Aristóteles pensaba que era mejor amar que ser amado. El amante siempre desea el bien al ser que ama, es consciente del sentimiento que por él profesa y, por tanto, es un ser activo. Por esa razón, aristóteles relacionó la acción de amar con el concepto de acto. Por el contrario, el ser amado puede ser egoísta y no ser consciente de que alguien le ama. No tiene ni siquiera que estar vivo, puede estar muerto o ser un objeto inanimado, como demuestra el amor que sienten los enviudados por el fallecido o el amplio abanico de fetichismos existentes. Así, el ser amado es eminentemente pasivo y, por consiguiente, está relacionado con la potencia. El problema reside en que Dios, según esto, estaría del lado del ser amado. Sería el más pasivo de los seres, puesto que mueve el universo por ser lo más deseable. Pero si el primer motor es un ser pasivo, no puede ser acto puro. Tampoco sería necesariamente bueno y perfecto, puesto que si el amante es más digno que el amado, la dignidad del mundo sería superior a la del primer motor.

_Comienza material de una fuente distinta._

PR #1424, opened 2023-12-04
Fix metric_counter bench

Rockin2:
Fixes #

metric_counter bench doesn't work because of metrics feature was not enables.

## Changes

### DIFF
--- a/opentelemetry-sdk/Cargo.toml
+++ b/opentelemetry-sdk/Cargo.toml
@@ -66,6 +66,7 @@ harness = false
 [[bench]]
 name = "metric_counter"
 harness = false
+required-features = ["metrics"]
 
 [[bench]]
 name = "attribute_set"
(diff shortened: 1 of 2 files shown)


opentelemetry-sdk/Cargo.toml
```diff
@@ -66,6 +66,7 @@ harness = false
 [[bench]]
 name = "metric_counter"
 harness = false
+required-features = ["metrics"]
```
cijothomas, line 69: https://github.com/open-telemetry/opentelemetry-rust/blob/main/opentelemetry-sdk/benches/metric_counter.rs#L10 Could you fix this comment too?

cijothomas (approved):

opentelemetry-sdk/Cargo.toml
Rockin2: Done. Be aware you must activated the feature with --feature event if we defined it in the Cargo.toml. However, instead of a compilation error cargo gives a nice reminder to activate the feature. It fixes also the use case when we run all bench with cargo bench. :)

PR #1815, opened 2024-05-24
Fix overflow for counter metric

cijothomas:
Overflow handling for Counter fixed to:
1. Allow 2000 unique entries, *excluding* the overflow and 0 attributes case. i.e we will store 2002 entries, specially treating the 0 attribute and overflow to optimize performance (later)
2. Fix the error handling to be triggered once per collection interval at max.
3. Avoid unnecessary cloning of overflow atttribute.
4. Added tests and perf tests to have targeted testing for overflow scenario.

Note: Did not touch Histogram,Gauge, as there are no tests today for them, and their overflow logic looks incorrectly implemented. Will comeback to them after Counter is fully resolved.

### DIFF
--- a/opentelemetry-sdk/src/metrics/internal/sum.rs
+++ b/opentelemetry-sdk/src/metrics/internal/sum.rs
@@ -56,11 +56,13 @@ impl<T: Number<T>> ValueMap<T> {
                     if is_under_cardinality_limit(size) {
                         vacant_entry.insert(measurement);
                     } else {
-                        values
-                            .entry(STREAM_OVERFLOW_ATTRIBUTE_SET.clone())
-                            .and_modify(|val| *val += measurement)
-                            .or_insert(measurement);
-                        global::handle_error(MetricsError::Other("Warning: Maximum data points for metric stream exceeded. Entry added to overflow.".into()));
+                        if let Some(val) = values.get_mut(&STREAM_OVERFLOW_ATTRIBUTE_SET) {
+                            *val += measurement;
+                            return;
+                        } else {
+                            values.insert(STREAM_OVERFLOW_ATTRIBUTE_SET.clone(), measurement);
+                            global::handle_error(MetricsError::Other("Warning: Maximum data points for metric stream exceeded. Entry added to overflow. Further overflows to same metric until next collect will not be logged.".into()));
+                        }
                     }
                 }
             }
--- a/opentelemetry-sdk/src/metrics/internal/sum.rs
+++ b/opentelemetry-sdk/src/metrics/internal/sum.rs
@@ -55,14 +55,12 @@ impl<T: Number<T>> ValueMap<T> {
                 Entry::Vacant(vacant_entry) => {
                     if is_under_cardinality_limit(size) {
                         vacant_entry.insert(measurement);
+                    } else if let Some(val) = values.get_mut(&STREAM_OVERFLOW_ATTRIBUTE_SET) {
+                        *val += measurement;
+                        return;
                     } else {
-                        if let Some(val) = values.get_mut(&STREAM_OVERFLOW_ATTRIBUTE_SET) {
-                            *val += measurement;
-                            return;
-                        } else {
-                            values.insert(STREAM_OVERFLOW_ATTRIBUTE_SET.clone(), measurement);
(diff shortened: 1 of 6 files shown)


lalitb (approved):
LGTM. Thanks.

opentelemetry-sdk/src/metrics/internal/sum.rs
```diff
@@ -55,12 +55,12 @@ impl<T: Number<T>> ValueMap<T> {
...
+                        *val += measurement;
+                        return;
                     } else {
-                        values
-                            .entry(STREAM_OVERFLOW_ATTRIBUTE_SET.clone())
-                            .and_modify(|val| *val += measurement)
-                            .or_insert(measurement);
-                        global::handle_error(MetricsError::Other("Warning: Maximum data points for metric stream exceeded. Entry added to overflow.".into()));
+                        values.insert(STREAM_OVERFLOW_ATTRIBUTE_SET.clone(), measurement);
+                        global::handle_error(MetricsError::Other("Warning: Maximum data points for metric stream exceeded. Entry added to overflow. Further overflows to same metric until next collect will not be logged.".into()));
```
utpilla, line 63: > Further overflows to same metric until next collect will not be logged."

Is it because we clear the `HashMap` during every collect?

utpilla, line 63:
```suggestion
                        global::handle_error(MetricsError::Other("Warning: Maximum data points for metric stream exceeded. Entry added to overflow. Subsequent overflows to same metric until next collect will not be logged.".into()));
```

opentelemetry-sdk/src/metrics/mod.rs
```diff
@@ -161,6 +161,35 @@ mod tests {
...
 
+    #[tokio::test(flavor = "multi_thread", worker_threads = 1)]
+    async fn counter_overflow_delta() {
+        // Arrange
+        let mut test_context = TestContext::new(Temporality::Delta);
+        let counter = test_context.u64_counter("test", "my_counter", None);
+
+        // Act
+        // Record measurements with A:0, A:1,.......A:1999, which just fits in the 2000 limit
+        for v in 0..2000 {
```
utpilla, line 172: It would be good to also test the overflow scenario when a measurement with zero tags has also been recorded.

stress/src/metrics_overflow.rs
```diff
@@ -0,0 +1,43 @@
...
+
+fn main() {
+    for v in 0..2001 {
+        COUNTER.add(100, &[KeyValue::new("A", v.to_string())]);
+    }
+    throughput::test_throughput(test_counter);
+}
+
+fn test_counter() {
+    COUNTER.add(1, &[KeyValue::new("A", "2001")]);
```
utpilla, line 42: I think we should use random `ATTRIBUTE_VALUES` here to have a fair comparison with the regular stress test for metrics. Emitting the same dimension here would always give better results than this: https://github.com/open-telemetry/opentelemetry-rust/blob/aca4b52e20ee6728c91eb74744adfffa68e061d6/stress/src/metrics.rs#L2-L6

opentelemetry-sdk/src/metrics/internal/sum.rs
cijothomas: yes.

opentelemetry-sdk/src/metrics/mod.rs
cijothomas: yes, good point. (we'd be expecting 2000+1+1 = 2002 points). Will add next.

stress/src/metrics_overflow.rs
cijothomas: The goal for this test was to make sure that in the event of some rogue input, the process won't crash due to metrics i.e are we keeping our memory under cap? are we doing excessive logging (like we were doing prior to this PR) ? etc.

I think this test can do the below to simulate that?
`COUNTER.add(1, &[KeyValue::new("A", i++)]);`

Will keep iterating on this.

utpilla: We could remove `ATTRIBUTE_VALUES` if we are not using them.

PR #1830, opened 2024-05-24
[Trace SDK] Send resource once to processor and exporter, and not with every span 

### LINKED ISSUE #1124: Performance: send resource data to span processors once, not for every span when it ends

lalitb:
Fixes #1124 

## Changes

The changes were done earlier for Logs SDK in #1636 . Creating similar PR for Trace SDK.

**Stress test**: (~ 12% improvement)
before:
```
Number of threads: 16
Throughput: 9,432,600 iterations/sec
Throughput: 9,403,800 iterations/sec
```
after:
```
Number of threads: 16
Throughput: 11,028,400 iterations/sec
Throughput: 11,029,800 iterations/sec
```
**Benchmarks**: (~10% improvement):
start-end-span/always-sample: 
before: 297.20, after: 269.55


opentelemetry-zipkin/src/exporter/mod.rs
```diff
@@ -231,6 +231,8 @@ impl trace::SpanExporter for Exporter {
             self.local_endpoint.clone(),
         ))
     }
+
+    fn set_resource(&mut self, _resource: &Resource) {}
```
cijothomas, line 235: surprised that zipkin wasn't using Resources!

opentelemetry-sdk/src/trace/span_processor.rs
```diff
@@ -92,6 +93,8 @@ pub trait SpanProcessor: Send + Sync + std::fmt::Debug {
     /// Shuts down the processor. Called when SDK is shut down. This is an
     /// opportunity for processors to do any cleanup required.
     fn shutdown(&mut self) -> TraceResult<()>;
+    /// Set the resource for the log processor.
+    fn set_resource(&mut self, _resource: &Resource);
```
cijothomas, line 97: provide an empty {}, so we can go easy on those test processors who don't need this

opentelemetry-sdk/src/testing/trace/span_exporters.rs
```diff
@@ -61,6 +60,8 @@ impl SpanExporter for TokioSpanExporter {
     fn shutdown(&mut self) {
         self.tx_shutdown.send(()).unwrap();
     }
+
+    fn set_resource(&mut self, _resource: &crate::Resource) {}
```
cijothomas, line 64: please call this out in the sdk changelog.

opentelemetry-zipkin/src/exporter/mod.rs
lalitb: Yes, it initializes the resource detectors during startup, and then it never changes. Will create a issue for this.

opentelemetry-sdk/src/trace/span_processor.rs
lalitb: Yes, done.

opentelemetry-sdk/src/testing/trace/span_exporters.rs
lalitb: Added changelog, and the stress test. Seems we don't have benchmark tests of spans with resource to measure it.

cijothomas: https://github.com/open-telemetry/opentelemetry-rust/blob/main/opentelemetry-sdk/benches/trace.rs#L72-L75 Won't this be enough?

opentelemetry-sdk/src/trace/span.rs
```diff
@@ -77,11 +76,11 @@ impl Span {
     /// overhead.
     pub fn exported_data(&self) -> Option<crate::export::trace::SpanData> {
         let (span_context, tracer) = (self.span_context.clone(), &self.tracer);
-        let resource = self.tracer.provider()?.config().resource.clone();
+        //let resource = self.tracer.provider()?.config().resource.clone();
```
cijothomas, line 79: let us remove the commented out code too.

opentelemetry-stdout/src/trace/exporter.rs
```diff
@@ -107,6 +117,7 @@ impl SpanExporterBuilder {
     pub fn build(self) -> SpanExporter {
         SpanExporter {
             writer: Some(self.writer.unwrap_or_else(|| Box::new(stdout()))),
+            resource: Resource::default(),
```
cijothomas, line 120: could we do empty here instead, as default is not really empty, and will unnecessarily waste cycles to populate the default, only to throw it away and override with SetResource.

opentelemetry-otlp/src/exporter/http/mod.rs
```diff
@@ -307,12 +307,16 @@ impl OtlpHttpClient {
     fn build_trace_export_body(
         &self,
         spans: Vec<SpanData>,
```
TommyCpp, line 309: Can we remove the `Resource` from `SpanData` then?

opentelemetry-sdk/src/testing/trace/in_memory_exporter.rs
```diff
@@ -142,4 +145,9 @@ impl SpanExporter for InMemorySpanExporter {
     fn shutdown(&mut self) {
         self.reset()
     }
+
+    fn set_resource(&mut self, resource: &Resource) {
+        let mut res_guard = self.resource.lock().expect("Resource lock poisoned");
+        *res_guard = resource.clone();
```
TommyCpp, line 151:
```suggestion
        self.resource.lock().map(|mut res_guard| {
            *res_guard = resource.clone();
        })
```

opentelemetry-stdout/src/trace/transform.rs
```diff
@@ -9,17 +9,27 @@ pub struct SpanData {
...
+        Vec<opentelemetry_sdk::export::trace::SpanData>,
+        &opentelemetry_sdk::Resource,
+    )> for SpanData
+{
+    fn from(
+        (sdk_spans, sdk_resource): (
+            Vec<opentelemetry_sdk::export::trace::SpanData>,
+            &opentelemetry_sdk::Resource,
+        ),
+    ) -> Self {
```
TommyCpp, line 23: might as well create a new constructor instead of a tuple from here

opentelemetry-otlp/src/exporter/tonic/trace.rs
```diff
@@ -66,14 +70,21 @@ impl SpanExporter for TonicTracesClient {
             }
         };
 
+        // TODO: Avoid cloning here.
+        let resource_spans = {
+            batch
+                .into_iter()
+                .map(|log_data| (log_data, &self.resource))
```
TommyCpp, line 77: same^

opentelemetry-zipkin/src/exporter/mod.rs
lalitb: Created an issue #1843

opentelemetry-stdout/src/trace/transform.rs
lalitb: yes `From` with tuple is somewhat weird. Created the new instead. Thanks.

opentelemetry-otlp/src/exporter/tonic/trace.rs
lalitb: done.

opentelemetry-sdk/src/testing/trace/span_exporters.rs
lalitb: yes thanks. Have updated the benchmarks result in the description.

cijothomas (approved):

TommyCpp (approved):
Looks good. Thanks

La única forma de eludir la paradoja es suponer que el universo funciona de forma diferente en el caso de Dios y en el de los mortales. Pero evidentemente, esta incongruencia es una consecuencia imprevista por Aristóteles.

El problema de la teología aristotélica en Santo Tomás

Tomás de Aquino tomó la demostración de la necesidad del motor inmóvil de Aristóteles como la primera de las cinco vías para la demostración de la existencia de Dios. En el resto de argumentos, también se hace notar la influencia aristotélica. Así, la segunda vía reza así:

  1. Consta a los sentidos que en el mundo hay un orden causa-efecto.
  2. No es posible que algo sea causa de sí mismo (todo tiene su causa en otra cosa).
  3. No es posible una serie ilimitada de causas y efectos.
  4. Luego existe una causa incausada y es Dios.
Aunque han existido refutaciones falaces a la segunda vía, existen otras válidas. Como por ejemplo, la de Bertrand Russell: si, como dice el paso 3, no es razonable creer que el mundo sea una cadena causal infinita y no creada ¿por qué debería parecernos más sensato pensar que Dios es un ser incausado como afirma el paso 4? Según Russell, "si puede haber algo sin causa, igual puede ser el mundo que Dios".

La importancia de la filosofía de Aristóteles y su legado intelectual

Hablar de incongruencias en el filósofo que inventó la lógica podría parecer casi un sacrilegio. Huelga decir que a pesar de los problemas planteados, Aristóteles es uno de los más grandes y coherentes filósofos, y su legado es absolutamente imprescindible para la historia de la filosofía.